Нависал над нами потолок.
В клубах дыма, в облаке усилий
Тлела папироса.
Потухал неровный огонек.
Мы следили за лучами пыли,
За глазами, где упущен срок
И любви не будет.
1. «Слова, несказанные вслух…»
Слова, несказанные вслух,
Объятья без живого знака,
Как верить вам… Не вас ли вдруг
Мы сами вызвали из мрака!
Но ты, безжалостно для нас
Убравшая свой гулкий терем,
Любовь, тебе и в этот час
Мы, обреченные, поверим.
2. «Сидели рядом… Знаю, знаю…»
Сидели рядом… Знаю, знаю —
— Не в этом признаки любви,
Не эти шутки заметают
Следы упорные твои.
Но в новой несказанной силе
Предугаданья моего
Тревожный бег автомобиля,
Твои черты, черты его,
Мельканье, суета ночная
И твой неумолимый рот…
О, тот ли ревностью умрет,
Кто ровно ничего не знает!
«Я ненавижу быстрый взгляд…»
Я ненавижу быстрый взгляд,
И лоб твой чересчур высокий,
И смех веселый и жестокий,
Где искры гордости горят;
Я ненавижу резкий рот,
И разговор — конечно, умный,
Отчетливый и простодумный,
И мыслей безупречный ход, —
— За то, что честен ты и зол,
За то, что долго и прилежно
Ты создаешь свой неизбежный,
Благополучный ореол,
За то, что если мы гурьбой
О нежности поем неловко,
Соседки скромная головка
К тебе обращена с мольбой.
«Когда сольются надо мной…»
Когда сольются надо мной
Ночные тени вдоль дороги,
Я знаю, назовут порой
Меня бесчувственным и строгим;
И даже, может быть, храня
Улыбку легкого презренья,
И пожалеет кто меня
За то, что я не знал волненья.
Но ты не скажешь, сколько сил
И сколько нежности и боли
Я в сердце глухо затаил,
Когда — хотя бы — в краткой воле,
Переступая свой порог,
Робел я и смотрел под ноги,
И быть бесчувственным и строгим
Я сам хотел бы, да не мог.
«Опять июнь, как год, как два назад…»
Опять июнь, как год, как два назад
— И неуверенный и слишком скромный —
И вечерами в парке шелестят
Каштаны крепкие листвою темной.
И от пруда влюбленностью несет.
А там — за улицами, в стенах дома,
И те же радости, что каждый год,
И та же нежность, что давно знакома.
Полюбишь ты, а может быть и нет.
Что времени до мелочи любовной!
Наступит осень — и тяжелый бред
Покроет память пеленой неровной.
«Поверь, не о себе тоскую…»
Поверь, не о себе тоскую,
Хоть раз, не думая, поверь.
Тебя ль, забытую, чужую,
Любимую, пойму теперь?
Ты помнишь, в комнате угрюмой
С тобой встречались мы, и ты
Земной отяжелевшей думой
Сплетала хрупкие мечты.
И в этом каждодневном горе
Ты посейчас.
А бьется море
У ног моих, дыша огнем,
И ослепительный от зноя
Тулон горит пустой тоскою
В разнообразии своем.
И я, уже потерян в нем,
Один, мечтаю о чудесном,
Когда в дыхании зимы
О третьей жизни, о небесном,
Заговорим с тобою мы.
«Бежала с ветром по земле трава…»
Бежала с ветром по земле трава.
Луна светила.

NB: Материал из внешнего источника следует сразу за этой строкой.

Issue #248, opened 2023-01-12
Playbook is setting configs that it shouldn't and is skipping setting configs.


rosiel:
There's a whole [section of the post-install.yml file](https://github.com/Islandora-Devops/islandora-playbook/blob/dev/post-install.yml#L45-L60) that does `drush cset` commands (config set). If I understand correctly, these are a holdover from when we had Defaults, which potentially didn't include setting these config variables. This includes setting Media to have standalone URLs and whether we should remove ?_format=jsonld.

We now have a place for these Config decisions to go (starter site, and also install profile).

There are also a handful of variables that need to match the environment, such as the location of cantaloupe or fedora or whatnot. The values currently used in the Starter Site are values that will work with the playbook. However, it'd be good form for the Playbook to set these.

* remove these where they are already set in the starter site, and
* ensure that all the variables that need to be set by the playbook are being set by the playbook.

rosiel:
This has become a bit of a cleaning exercise regarding the use of Drush in the Playbook. 

### We can remove these from post-install.yml, because they're part of the starter site 
```
    - name: Set JSONLD Config
      command: "{{ drush_path }} --root {{ drupal_core_path }} -y cset --input-format=yaml jsonld.settings remove_jsonld_format {{ drupal_jsonld_remove_format }}"

    - name: Set media urls
      command: "{{ drush_path }} --root {{ drupal_core_path }} -y cset --input-format=yaml media.settings standalone_url true"
[...]
    - name: Set iiif manifest view
      command: "{{ drush_path }} --root {{ drupal_core_path }} -y cset --input-format=yaml openseadragon.settings manifest_view iiif_manifest"

```

### We do need to set these (but could rename to be clearer)

```
    - name: Set iiif url
      command: "{{ drush_path }} --root {{ drupal_core_path }} -y cset --input-format=yaml islandora_iiif.settings iiif_server {{ openseadragon_iiiv_server }}"

    - name: Force Alpaca host setting to override install profile.
      command: "{{ drush_path }} --root {{ drupal_core_path }} -y -l localhost:{{ apache_listen_port }} cset islandora.settings broker_url tcp://{{ hostvars[groups['alpaca'][0]].ansible_host }}:61613"

```
### Things we need to set but are not in post-install.yml:

#### Matomo

* in `roles/internal/webserver-app/tasks/drupal.yml`. 
* hardcodes localhost and site_id = 1

#### Solr
[...]

PR #261, opened 2023-03-03
Let site (starter or otherwise) set media urls.

rosiel:
**GitHub Issue**: in part, addresses #248 

 Release pull requests, etc.)

Doesn't set media urls to have "Standalone URLs". This configuration is part of the starter site / install profile / whatever site you're using. The playbook currently insists on overriding whatever value you have set there in your site, which I think it shouldn't do.

# What's new?

* Removed a line that sets the value to be true.
* Does this change require documentation to be updated?  Some screenshots might need updating if they show media pages.
 (i.e. Regeneration activity, etc.)?  no
* Could this change impact execution of existing code? no

# How should this be tested?

Without this PR:
* install the starter site using "starter_dev"
* once installed, check the config diff using `drush cex --diff`. You should see that the media URLs have been set to True. 

With this PR:
* the `drush cex --diff` should not include this, because the value wasn't set in a way that contradicts the starter site.
 
# Additional Notes:
 PR.

# Interested parties

### DIFF
--- a/post-install.yml
+++ b/post-install.yml
@@ -46,9 +46,6 @@
     - name: Set JSONLD Config
       command: "{{ drush_path }} --root {{ drupal_core_path }} -y cset --input-format=yaml jsonld.settings remove_jsonld_format {{ drupal_jsonld_remove_format }}"
 
-    - name: Set media urls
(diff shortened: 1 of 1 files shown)


rosiel:
Anyone have the time to check this one out?

seth-shaw-asu (approved):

Были звезды низки.
Невесело знакомые слова
Звучали по-английски.
Волненья не было. Быть может, нам
Приснилось это. Плыли звезды в дыме,
И в памяти к забытым именам
Еще прибавилось чужое имя.
Нагрелись камни. Раскалились кости.
Деревья гнутся в яростной борьбе.
О, если бы и мне в напрасной злости
Лететь, лететь, не зная о себе.
Но далеко внизу ликует море:
К нему не долетишь с высоких скал,
И ветер разнесет большое горе,
Которое я столько лет искал!
Поет мистраль в неистовом блаженстве,
Кружатся волны радостней и злей.
Я плачу о моем несовершенстве
И о любви растраченной моей.
«Точно звезды, мерцая, зажглись…»
Точно звезды, мерцая, зажглись
Под звездами огни семафора.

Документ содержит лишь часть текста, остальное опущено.